Notes on Swapping (how to totally smash it)

modified pages (backed by the block device) are not swapped out. but it can be synchronized with the block device.

kernel can discard pages (backed by a file) which are not modifiable.

page reclaim = { selecting, swapping, synchronizing, discarding }

private mapping = map a file in memory but changes to that memory is not reflected to the backing block device.

pages candidates for the swap area
1. MAP_PRIVATE, 2. MAP_ANONYMOUS, 3. IPC pages

inside swap areas, there are slots and clusters. swap areas may have different priorities. clustering makes it fast to do readaheads to/from swap space.

bitmap is used to keep track of used and free slots in swap area.

to reduce swapping pressure, there are kswapd (normal mem pressure) and direct reclaim (extreme memory pressure).

when swapping is not enough, there is OOM killer. so, we can see there are levels of mechanisms to keep the system running.

there are 2 lists of each zone: active and inactive. pages are transferred between these 2 lists based on their h/w accessed bit.

swap_info_struct keeps track of each swap areas. similar to the way kernel keeps track of a block device, it keeps track of the swap area.

the first slot of a swap area is used for identification purpose and keeping state information about the swap partition. (i have to see how that is done)

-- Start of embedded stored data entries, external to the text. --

PR #1667, opened 2018-10-12
CCH-494: Remove pycsw

dpattermann-usgs:
After merging CCH 493, this should be easier compare. Stops the startup of pycsw, I believe. Please correct me if this is at all wrong.


compose.env
```diff
@@ -1,4 +1,4 @@
-EXTERNAL_HOST=10.0.2.15
+EXTERNAL_HOST=130.11.170.91
```
zmoore-usgs: May want to change this to a placeholder since whomever runs this will likely need to change it

PR #1670, opened 2019-02-20
Remove csw records via liquibase

mhines-usgs:


mhines-usgs:
Ran this via the docker setup locally and can confirm it ran evidenced by the record in the changelog and the lack of csw records in the service table.

PR #1672, opened 2019-04-23
Update version because of security issue

mhines-usgs:


mhines-usgs:
closing, addressed in https://github.com/USGS-CIDA/coastal-hazards/pull/1673

PR #1678, opened 2019-08-23
Conversion from CIDA Auth to Keycloak and some cleanup

zmoore-usgs:
I included a bunch of cleanup in this PR as well, so the important files to look at for the CIDA Auth to Keycloak conversion are:

1. README.MD & Docker/README.MD
2. Docker/keycloak/*
3. coastal-hazards-portal/Dockerfile & coastal-hazards-portal/Dockerfile.local
4. coastal-hazards-portal/docker/*
5. coastal-hazards-portal/pom.xml
6. coastal-hazards-portal/src/main/java/gov/usgs/cida/coastalhazards/rest/*
7. coastal-hazards-portal/src/main/webapp/*
8. compose.env & docker-compose.yml

I also made a fair number of changes to all of the Dockerfiles because I couldn't get them to build correctly within the DOI Network (even with doi_network=true defined), so I fixed the issues I ran into.

The _vast_ majority of the added lines of code are in the `cch_local_development_realm.json` file added for auto configuration of the local development Keycloak docker container. Without the 1800 lines of that file this PR would be a reduction versus an increase.


coastal-hazards-portal/src/main/webapp/js/cch/objects/publish/UI.js
```diff
@@ -1588,7 +1584,7 @@ CCH.Objects.Publish.UI = function () {
 	});
 
 	$buttonLogout.on(CCH.CONFIG.strings.click, function () {
-		CCH.Auth.logout();
+		alert("logout");
```
zmoore-usgs: Still working on this, but wanted to get the PR up to get review started.

coastal-hazards-portal/src/main/java/gov/usgs/cida/coastalhazards/rest/publish/PublishResource.java
```diff
@@ -1,87 +1,74 @@
...
+
+import gov.usgs.cida.coastalhazards.rest.security.ConfiguredRolesAllowed;
 
 /**
  *
- * @author isuftin
+ * @author isuftin, zmoore
  */
 @Path("/")
-@PermitAll //says that all methods, unless otherwise secured, will be allowed by default
```
zmoore-usgs: The reason this looks almost completely rewritten is because I cleaned up some whitespace issues that were present initially. The only real change here is replacing `@PermitAll` at the class-level with my new `@ConfiguredRolesAllowed` annotation because previously every method defined in this class was secured with `@RolesAllowed(<admin role>)` anyways.

Docker/rserve/Dockerfile
```diff
@@ -25,6 +19,13 @@ RUN apt-get update && \
 
 RUN mkdir work
 
+ARG doi_network=false
+
```
isuftin: My suggestion:

Remove the doi_network ARG completely and below, try:

```docker
RUN if getent ahosts sslhelp.doi.net > /dev/null 2>&1; then \
             do whatever
         fi
```

Here's why: sslhelp.doi.net is not resolvable outside of the DOI network. Therefore if the host building the image is able to resolve this host, they are on the doi network. No need to have the argument passed in. `getent` is a utility that is already installed on `tomcat:8.0-jre8-alpine` which is what is being used here. The test above checks whether the host is resolvable, and if so, installs the SSL certs from sslhelp.doi.net

zmoore-usgs: As long as I can get an equivalent thing to work in the other docker images that currently use `doi_network` that seems reasonable to be :+1:

isuftin: I've tested this as also working on:

- mdillon/postgis:9.6-alpine (the liquibase docker image we build) 
- rocker/r-ver:3.3.3 (the rserve image we build) 

Did I miss any others?

zmoore-usgs: I don't think so :+1:

isuftin:
At the top of `Docker/README.MD` there's a line that states:

`# Note this readme is outdated but kept for reference purposes. See the project readme for updated instructions for using docker. If you'd like more information about how the docker files work then read this readme.' (you added this on 12.20.17) -- So should this file continue to be added to?

zmoore-usgs:
I think actually I should remove that notice because it's not really out-of-date at this point. I think we were planning to significantly change the Dockerization again but didn't end up actually doing it.

Docker/README.md
```diff
@@ -69,14 +70,35 @@ If you are not on the doi network, do not specify that variable. If you need par
...
 
 
+#### Keycloak
+=========
+
+CCH Uses Keycloak for authentication into the mediation page, and as such when running in Docker we must have a Keycloak instance available for the portal to authenticate with. The cch_keycloak container is started and automatically configured using the `cch_local_development_realm.json` file in `./Docker/keycloak/`. In order for Keycloak to work properly it must be available on **the same URL** both _within_ and _outside_ of the Docker network. Within the network created by the Docker Compose file the Keycloak container runs on the `keycloak` hostname, however this hostname is not directly available to us outside of the Docker network. To get around this, you should add an entry to your host OS `hosts` file to map the hostname `keycloak` to `127.0.0.1` so that when you open a browser to `keycloak:8083/auth/` you end up at the keycloak site running on `127.0.0.1:8083`. This will allow the OAuth2 login flow to work properly between the Keycloak server and Portal server. This step **must** be done regardless of whether the portal is running in Docker or on a Tomcat instance outside of Docker.
```
isuftin: Reading this in an IDE that does not create virtual linebreaks is a test in patience for horizontal scrolling.

image

I wonder if we can break markdown lines at 80 columns with an actual carriage return?

isuftin: One caveat about the above instructions is if you have a remote Docker engine running (e.g. Docker Machine), it won't be 127.0.0.1 but the ip of docker machine vm.  So perhaps add an extra instruction saying something like:

```
If using a remote Docker engine, substitute 127.0.0.1 with the IP of the host running your Docker engine.

If using Docker Machine, use the name of the VM to find out the ip. For example, if the VM's name is "workbench", issue the following command:

`docker-machine ip workbench`
```

Docker/README.md
```diff
@@ -121,27 +143,14 @@ Once the server is up and running, you can access the server by pointing your we
 
 This container is standalone and does not depend on any other containers to run. You can run the container by issuing:
 
-`docker-compose up cch_db`
+`docker-compose up cch_postgres`
 
 The DOI SSL issue also applies to this container, so if you are on the DOI network, issue:
```
isuftin: These instructions can be removed once the images are doing self-tests for being on the DOI network or not

Docker/README.md
zmoore-usgs: I used a VSCode extension to re-wrap the READMEs to 81 columns (that's what the extension wraps to). It seems to have preserved URL lines to over 81 columns since that's needed for them to work, but otherwise everything else seems to be changed and it still looks fine once rendered.

Docker/README.md
zmoore-usgs: Yep, removed them

Docker/README.md
```diff
@@ -154,22 +163,21 @@ Not seeing the changes you expect? Try building without a cache by using `--buil
 Example:
 
 ```
-CCH_ENV_LOCAL="_johns_laptop" doi_network="true" docker-compose up --build --force-recreate cch_db cch_rserve cch_n52_wps cch_pycsw
+CCH_ENV_LOCAL="_johns_laptop" doi_network="true" docker-compose up --build --force-recreate cch_postgres cch_rserve cch_n52_wps
 ```
 
 ##### DB-related Startup Errors
```
isuftin: Is this still a thing? Do you know why?

I think this may have been related:
https://github.com/docker/compose/pull/3433

This was an issue in Docker Compose 1.7.1 and they're on 1.24.1 now - I think it's safe to remove this at this point.

Docker/README.md
isuftin: Sounds good!

Docker/README.md
zmoore-usgs: Yeah, I wasn't sure if it was for Docker Machine or something. I didn't have to use it myself when running locally. I'll remove it

coastal-hazards-liquibase/Dockerfile
```diff
@@ -13,13 +12,29 @@ ENV POSTGRES_USER=postgres
...
 
-RUN if [ "${doi_network}" = true ]; then \
-		mkdir -p /usr/lib/ssl/certs/ && \
-		/usr/bin/wget -O /usr/lib/ssl/certs/DOIRootCA.crt http://sslhelp.doi.net/docs/DOIRootCA2.cer && \
-		ln -sf /usr/lib/ssl/certs/DOIRootCA.crt /usr/lib/ssl/certs/`openssl x509 -hash -noout -in /usr/lib/ssl/certs/DOIRootCA.crt`.0 && \
-		echo "\\n\\nca-certificate = /usr/lib/ssl/certs/DOIRootCA.crt" >> /etc/wgetrc; \
+# Add Alpine 3.6 repository to get access to plpython
+RUN echo "@v3.6 http://dl-cdn.alpinelinux.org/alpine/v3.6/main/" >> /etc/apk/repositories
+
+RUN set -x \
```
isuftin: Why do you `set -x` here?

zmoore-usgs: Not sure, it was being done before (see line 47) so I left it in

Docker/keycloak/cch_local_development_realm.json
```diff
@@ -0,0 +1,1800 @@
...
+                "view-users",
+                "manage-events",
+                "query-groups",
+                "create-client",
+                "view-events"
+              ]
+            }
+          },
+          "clientRole": true,
+          "containerId": "df79cade-ed8b-4f36-ae19-1ee6bec0d52c",
```
isuftin: This value is repeated throughout. Could you not put this into `Docker/keycloak/keycloak_tomcat_config.json` ?

isuftin: Actually never mind. I thought you were doing variable subs from that file into this in `${}` blocks .. ?

zmoore-usgs: This file isn't meant to be created or edited by hand - It's a generated realm export for Keycloak to re-import the realm when it starts up. I setup the realm in Keycloak once and then used its built-in export function to create this.

`keycloak_tomcat_config.json` is different - It's the file that's loaded by the portal at runtime to connect to the realm that Keycloak loads from the other JSON file

zmoore-usgs: `keycloak_tomcat_config.json` Is also auto-generated by Keycloak itself and isn't meant to be created or edited by hand.

coastal-hazards-liquibase/Dockerfile
zmoore-usgs: I removed it

Docker/README.md
zmoore-usgs: Removed

Docker/keycloak/cch_local_development_realm.json
zmoore-usgs: Yeah, whatever subs are defined here are all created and handled within Keycloak itself

isuftin: I wonder if this is something that can be done during the image built (RUN command) or container start instead of including the auto-generated file in the repo?

coastal-hazards-portal/Dockerfile
```diff
@@ -1,37 +1,41 @@
...
 COPY docker/key-store.jks /usr/local/tomcat/ssl/key-store.jks
 
 COPY docker/key-store.jks /usr/local/tomcat/ssl/trust-store.jks
 
-RUN wget -O /usr/local/tomcat/webapps/coastal-hazards-portal.war "https://cida.usgs.gov/maven/service/local/repositories/cida-public-releases/content/gov/usgs/cida/coastalhazards/coastal-hazards-portal/${PORTAL_VERSION}/coastal-hazards-portal-${PORTAL_VERSION}.war"
+RUN curl -o /usr/local/tomcat/webapps/coastal-hazards-portal.war "https://cida.usgs.gov/maven/service/local/repositories/cida-public-releases/content/gov/usgs/cida/coastalhazards/coastal-hazards-portal/${PORTAL_VERSION}/coastal-hazards-portal-${PORTAL_VERSION}.war"
 
 RUN curl -o /usr/local/tomcat/lib/postgresql.jar https://jdbc.postgresql.org/download/postgresql-$POSTGRES_JDBC_VERSION.jar
 
+RUN curl -o /usr/local/tomcat/keycloak.tar.gz https://downloads.jboss.org/keycloak/$KEYCLOAK_ADAPTER_VERSION/adapters/keycloak-oidc/keycloak-tomcat8-adapter-dist-$KEYCLOAK_ADAPTER_VERSION.tar.gz
```
isuftin: Consider doing these three steps in one RUN command to minimize the amount of space used by by layers inn the final docker image

coastal-hazards-liquibase/Dockerfile.local
```diff
@@ -13,13 +12,28 @@ ENV POSTGRES_USER=postgres
...
+    		curl \
+    		openjdk8 && \
+	rm -rf /var/cache/apk/*;
+
+RUN if getent ahosts sslhelp.doi.net > /dev/null 2>&1; then \
+		mkdir -p /etc/ssl/certs && \
+		wget -O /usr/local/share/ca-certificates/DOIRootCA.crt "http://sslhelp.doi.net/docs/DOIRootCA2.cer"; \
 	fi
 
+RUN update-ca-certificates
```
isuftin: This command (in all images that do this) can probably just be moved into the if statement and run after `wget`. After all, there's no need to run this if we're not importing the DOI cert

coastal-hazards-portal/docker/context.xml
```diff
@@ -32,16 +36,6 @@
 	<Environment name="coastal-hazards.portal.geoserver.endpoint" type="java.lang.String" value="${cch_portal_geoserver_endpoint}"/>
 	<Environment name="coastal-hazards.n52.endpoint" type="java.lang.String" value="${cch_n52_endpoint}"/>
 	<Environment name="coastal-hazards.files.upload.max-size" type="java.lang.String" value="${cch_upload_max_size}"/>
-	<!-- TODO: Is this used? -->
```
isuftin: Decided this is no longer used?

Docker/keycloak/cch_local_development_realm.json
zmoore-usgs: I thought about that, but in the case of not running Keycloak in Docker (or trying to hit the real Keycloak) these files will have to change (and the big one wouldn't exist at all) so bundling them in the image probably wouldn't work. I'm not building the Keycloak image, just using it directly from: https://hub.docker.com/r/jboss/keycloak/ That image supports loading a realm JSON export at startup which is what the 1800 line JSON file is for.


For the portal itself the Tomcat Keycloak Adapter has to load the keycloak configuration from a physical file, and the contents depend on the configuration of Keycloak itself (you grab that JSON from the Keycloak UI once you configure the client) so I'm afraid it'd be too dynamic to do bake it into the image build. The only other way to get the config JSON is to pull it from the Keycloak API, but then you'd need the Keycloak instance you're going to use to be running when you build the portal image.

coastal-hazards-portal/docker/context.xml
zmoore-usgs: Yep

coastal-hazards-portal/src/main/java/gov/usgs/cida/coastalhazards/rest/data/ItemResource.java
```diff
@@ -137,10 +130,10 @@ public Response searchItems(
 	 * @param request passed through context of request
 	 * @return
 	 */
-	@RolesAllowed({CoastalHazardsTokenBasedSecurityFilter.CCH_ADMIN_ROLE})
 	@POST
 	@Consumes(MediaType.APPLICATION_JSON)
 	@Produces(MediaType.APPLICATION_JSON)
+	@ConfiguredRolesAllowed("coastal-hazards.portal.auth.admin.role")
```
isuftin: You're repeating this string throughout the project. You might consider adding this as a public static String in `ConfiguredRolesAllowedDynamicFeature`

zmoore-usgs: Changed

coastal-hazards-liquibase/Dockerfile.local
zmoore-usgs: Changed

coastal-hazards-portal/Dockerfile
zmoore-usgs: Changed

Docker/keycloak/cch_local_development_realm.json
isuftin: Understood. That's unfortunate

coastal-hazards-portal/src/main/webapp/js/application/publish/OnReady.js
```diff
@@ -28,5 +28,5 @@ $(document).ready(function () {
 		item: CCH.itemid || ''
 	});
 
-	CCH.Auth.checkAuthStatus().then(CCH.publish.init);
+	CCH.publish.init();
```
isuftin: So I am assuming that with this change that the user will need to be auth'd before coming into the application at this route? And this is then handled at the Servlet layer before being allowed in here?

isuftin: Based on the above web.xml, it doesn't seem that way...

coastal-hazards-portal/src/main/webapp/META-INF/context.xml
```diff
@@ -1,2 +1,4 @@
 <?xml version="1.0" encoding="UTF-8"?>
-<Context antiJARLocking="true" path="/coastal-hazards-portal"/>
+<Context antiJARLocking="true" path="/coastal-hazards-portal">
```
isuftin: I don't think `antiJARLocking` is part of Tomcat anymore

coastal-hazards-portal/src/main/java/gov/usgs/cida/coastalhazards/util/ogc/WFSService.java
```diff
@@ -85,7 +85,7 @@ public boolean checkValidity() {
         boolean isValid = false;
         try {
             isValid = !(StringUtils.isBlank(this.getEndpoint()) || StringUtils.isBlank(this.getTypeName()));
-            URL testUrl = new URL(this.getEndpoint());
+            new URL(this.getEndpoint()).toString();
         } catch (MalformedURLException ex) {
             isValid = false;
```
isuftin: You probably don't need that here since this variable starts out as false anymore. You can essentially catch and do nothing here or log it trace or debug

coastal-hazards-portal/src/main/java/gov/usgs/cida/coastalhazards/util/ogc/WFSService.java
```diff
@@ -85,7 +85,7 @@ public boolean checkValidity() {
         boolean isValid = false;
         try {
             isValid = !(StringUtils.isBlank(this.getEndpoint()) || StringUtils.isBlank(this.getTypeName()));
-            URL testUrl = new URL(this.getEndpoint());
+            new URL(this.getEndpoint()).toString();
```
isuftin: Why add the toString() here if you don't assign this to anything?

isuftin: You can also:

```java
    public boolean checkValidity() {
        try {
            isValid = !(StringUtils.isBlank(this.getEndpoint()) || StringUtils.isBlank(this.getTypeName()));
            new URL(this.getEndpoint()).toString();
        } catch (MalformedURLException ex) {
            return false;
        }
        return true;
    }
```

isuftin: or...

```    public boolean checkValidity() {
        try {
            !(StringUtils.isBlank(this.getEndpoint()) || StringUtils.isBlank(this.getTypeName()));
            new URL(this.getEndpoint()).toString();
            return true;
        } catch (MalformedURLException ex) {
            return false;
        }
    }
```

coastal-hazards-portal/src/main/webapp/js/application/publish/OnReady.js
zmoore-usgs: The `web.xml` is configuring the Keycloak Tomcat Adapter authentication/authorization. It's the first filter in the auth chain, and then the `ConfigurableRolesAllowedFeature` is the last filter in the auth chain. Since you can't supply values to the `web.xml` at runtime via configuration you have to hard-code the allowed roles in the `web.xml`. In order to get around that and allow runtime configurable roles I have the `web.xml` auth (which is handled by the Keycloak Tomcat Adapter) allow any authenticated user to continue down the chain (which is what the wildcard auth-constraint does). Then they hit the `ConfigurableRolesAllowedFeature` filter in the chain which compares their roles to the configured list and denies them if they don't have the correct role. So at this point if they don't have the configured admin role they'll be rejected at the route by the `ConfigurableRolesAllowedFeature` filter, before this JS file would be fetched.

coastal-hazards-portal/src/main/java/gov/usgs/cida/coastalhazards/util/ogc/WFSService.java
zmoore-usgs: Need to cast the URL to a boolean because it complains about an invalid comparison between `boolean` and `URL`. So I did:  `(!(StringUtils.isBlank(this.getEndpoint()) || StringUtils.isBlank(this.getTypeName()))) && new URL(this.getEndpoint()) != null`

isuftin: Sorry... I think you can do the following:

```java
    public boolean checkValidity() {
        try {
            new URL(this.getEndpoint()); // This wouldn't work if this.getEndpoint() were blank         
            return StringUtils.isNotBlank(this.getTypeName());
        } catch (MalformedURLException ex) {
            isValid = false;
        }
    }
```

coastal-hazards-portal/src/main/java/gov/usgs/cida/coastalhazards/rest/data/util/HttpUtil.java
```diff
@@ -51,13 +50,11 @@ public static URI convertUriToHttps(URI uri){
 	public static String fetchDataFromUri(String endpoint) {
 		String data = null;
 
-		try {
+		try(DefaultHttpClient client = new DefaultHttpClient()) {
```
isuftin: DefaultHttpClient has been deprecated. You probably want:

```java
try(CloseableHttpClient client = HttpClientBuilder.create().build()) {
 ...
}
```

coastal-hazards-portal/src/main/java/gov/usgs/cida/coastalhazards/rest/data/TreeResource.java
```diff
@@ -349,4 +348,8 @@ private boolean deleteItems(JsonArray toDelete, boolean deleteChildren) {
 
 		return returnStatus;
 	}
-}
+
+	private Boolean stringIsNotBlank(String str) {
```
isuftin: Why reinvent StringUtils.isNotBlank()?

coastal-hazards-portal/src/main/java/gov/usgs/cida/coastalhazards/rest/security/ConfiguredRolesAllowedDynamicFeature.java
```diff
@@ -0,0 +1,104 @@
+package gov.usgs.cida.coastalhazards.rest.security;
```
isuftin: Did you copy this from another project?

coastal-hazards-portal/src/main/java/gov/usgs/cida/coastalhazards/rest/data/TreeResource.java
zmoore-usgs: I had removed the dependency that included it and just wrote my own replacement, but then I ended up getting it back with some of the Keycloak stuff, so I'll revert this.

coastal-hazards-portal/src/main/java/gov/usgs/cida/coastalhazards/rest/security/ConfiguredRolesAllowedDynamicFeature.java
```diff
@@ -0,0 +1,104 @@
...
+			this.denyAll = true;
+			this.rolesAllowed = null;
+		}
+
+		ConfiguredRolesAllowedPastLoginFilter(String[] rolesAllowed) {
+			this.denyAll = false;
+			this.rolesAllowed = (rolesAllowed != null) ? rolesAllowed : new String[] {};
+		}
+
+		@Override
```
isuftin: Formatting for this function is weird

coastal-hazards-portal/src/main/java/gov/usgs/cida/coastalhazards/rest/security/ConfiguredRolesAllowedDynamicFeature.java
```diff
@@ -0,0 +1,104 @@
...
+						return;
+					}
+				}
+            }
+            
+            throw new ForbiddenException();
+		}
+	}
+
+	protected String[] loadRoles(String property) {
```
isuftin: Formatting here is weird too

coastal-hazards-portal/src/main/java/gov/usgs/cida/coastalhazards/rest/security/ConfiguredRolesAllowedDynamicFeature.java
zmoore-usgs: It's just renamed from this project, but I think I rewrote enough of it that it's treating it as a new file. It started out as https://github.com/USGS-CIDA/coastal-hazards/pull/1678/files/72854a50a6852b5a90e639ae6121574518d717ab#diff-375b0f157864e2cb36afeeaa6489aadd but then I changed it a fair bit

coastal-hazards-portal/src/main/java/gov/usgs/cida/coastalhazards/rest/security/ConfiguredRolesAllowedDynamicFeature.java
```diff
@@ -0,0 +1,104 @@
...
+        DynamicReadOnlyProperties props = JNDISingleton.getInstance();
+        
+        // Default value in getProperty doesn't assign to empty values, so we have to do a maunal check after
+        String adminRole = props.getProperty(property, "");
+        
+        if(adminRole == null || adminRole.trim().isEmpty()) {
```
isuftin: `if (StringUtils.isBlank(adminRole)) {}`

coastal-hazards-portal/src/main/java/gov/usgs/cida/coastalhazards/rest/security/ConfiguredRolesAllowedDynamicFeature.java
zmoore-usgs: (src/main/java/gov/usgs/cida/coastalhazards/rest/security/DynamicRolesLoginRedirectFeature.java)

coastal-hazards-portal/src/main/java/gov/usgs/cida/coastalhazards/rest/security/ConfiguredRolesAllowedDynamicFeature.java
```diff
@@ -0,0 +1,104 @@
...
+		private final String[] rolesAllowed;
+
+		ConfiguredRolesAllowedPastLoginFilter() {
+			this.denyAll = true;
+			this.rolesAllowed = null;
+		}
+
+		ConfiguredRolesAllowedPastLoginFilter(String[] rolesAllowed) {
+			this.denyAll = false;
+			this.rolesAllowed = (rolesAllowed != null) ? rolesAllowed : new String[] {};
```
isuftin: if rolesAllowed is null, doesn't that make denyAll effectively true?

zmoore-usgs: Yes, but that's how the original class is implemented and I didn't want to change it significantly. But I think I've changed enough at this point that it's probably fine.

isuftin: 👍

isuftin:
That's all the comments I have for this PR :)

extent list works like a page table in VM. they keep track of linear page slots of a swap area to the scattered blocks on disk. for file-based swap area, the number of extent list structures are more than partition-based swap area where blocks are sequential.

Reverse Mapping

vma_area_struct: 3 members are needed: shared, anon_vma_node, anon_vma

2 alternatives: anonymous pages and file-mapped pages

General MM Notes

Linux kernel space has 4 kinds of memory mapping
1. direct mapping
2. vmalloc mapping
3. kmap mapping
4. fixmap mapping

direct mapping is used for low memory pages which are used to store permanent data structures, page tables, interrupt tables and so on.

vmalloc mapping is used for non-contiguous memory mapping. i can use it any way possible. if you have a space reserved in vmalloc space and a bunch of pages in your hand, you can map those pages to that vmalloc space by modifying the kernel page tables. (example usage: by insmod to store the modules)

kmap mapping is kind of the vmalloc space but only one pgd entry in master kernel page table is dedicated for kmap virtual address.

fixmap mapping is similar to kmap mapping. (example usage: map a page table residing on a high mem page)

all these 4 kinds of memory virtual and physical pages are given as soon as the mapping request is placed and served. to page fault here means something terribly wrong going on inside.

user process pages are similar to kernel vmalloc space except they are in virtual address in user space and the physical pages are not allocated and mapped as long as there is page fault generated on those virtual addresss spaces.